Decades after Racine Green Line station closed, Englewood activists renew push to reopen it
Evangeline Fraise grew up two blocks away from the CTA’s Racine Green Line station in Englewood. She remembers the stop meaning “everything” to her and her neighbors.
At the station, a concession stand offered snacks, comic books all sorts of items. A record store was nearby, as were grocers where she could buy milk and bread on the way home. The Racine station supported a “hub of Black businesses,” she says.
“While it was open, it actually contributed to the economy,” Fraise said. “It kind of held the neighborhood up.”
But in January 1994, the Green Line was shut down for an extensive rebuild. Two years later, other stations reopened, but the Racine stop did not.
Now there’s a renewed push to open it, dubbed “Green Light the Green Line.”
After years of talks with city and federal officials, Englewood organizers are circulating a petition, hoping to put a referendum on the ballot for the Feb. 28 election, asking residents if they want the station reopened. Organizers want to collect at least 1,600 signatures before the petition is due on Monday.
Though the referendum wouldn’t force the CTA to do anything, residents hope an overwhelming show of support puts pressure on the city.
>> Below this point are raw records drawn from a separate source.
PR #954, opened 2024-04-22
debug inits tests

jgabry:
Don't merge this. Just additional tests related to https://github.com/stan-dev/cmdstanr/pull/937#issuecomment-2070893827 as discussed with @SteveBronder

### DIFF
--- a/tests/testthat/test-fit-init-debug.R
+++ b/tests/testthat/test-fit-init-debug.R
@@ -3,106 +3,21 @@ set_cmdstan_path()
 
 
 
-data_list_logistic <- testing_data("logistic")
 
-test_inits <- function(mod, fit_init, data_list = NULL) {
-
-  # override fit_init so that all the code below runs
+test_inits <- function() {
   fit_init <- function() {
     list(alpha = rnorm(1), beta = rnorm(3))
   }
-
-  Sys.sleep(1)
-  fit_sample <- mod$sample(data = data_list, chains = 1, init = fit_init,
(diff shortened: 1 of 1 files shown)


SteveBronder:
It looks like it failed because of something else?

jgabry:
It's just failing on R 3.6 because we're now requiring R 4.0. Just merged a PR into that one that should fix that. Aside from the check using R 3.6 I don't see any failures yet.

jgabry:
Ugh, same error. Really strange. Not sure what's going on. 

https://github.com/stan-dev/cmdstanr/actions/runs/8790487616/job/24122605861#step:13:3310

```
── Failure ('test-fit-init-debug.R:61:3'): Pathfinder method with psis_resample as false works as init ──
Expected `test_inits(mod_logistic, fit_path_init, data_list_logistic)` to run without any errors.
ℹ Actually got a <simpleError> with text:
  Assertion on 'files' failed: File does not exist: '/tmp/RtmpNMWjuB/working_dir/RtmpIOmJZ0/logistic-202404222153-1-84d8fc.csv'.
```

jgabry:
@SteveBronder now it's passing everything here, but not sure if that's just because we got lucky (since the error seems nondeterministic). I will trigger the tests to run again.

SteveBronder:
@jgabry I think I figured it out but it's very confusing. Removing the `set.seed()` in the file I changed above will allow let the while loop run forever instead of failing to generate the file. I don't know about about R internals to understand why that would be the issue though? but I've had it that while loop for 10 minutes now without issue

andrjohns:
Closing as issue resolved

In announcing back in 1994 that the Racine stop would remain closed, CTA officials said they couldn’t afford to keep their promise to reopen every station. Rickey Hendon, then a state senator, called the decision “a slap in the face” and racist, because “stations in the white communities are remaining open.”
In a statement to the Sun-Times on Wednesday, CTA officials cited declining ridership at Racine as a factor.
When Fraise moved back to her childhood home about 20 years ago, she began circulating a petition to reopen her beloved station. Although residents supported her, the effort had no impact.
“It’s a lack of investment, and that’s why a lot of people moved out,” Fraise said. “The convenience of being able to have a walkable neighborhood is everything.”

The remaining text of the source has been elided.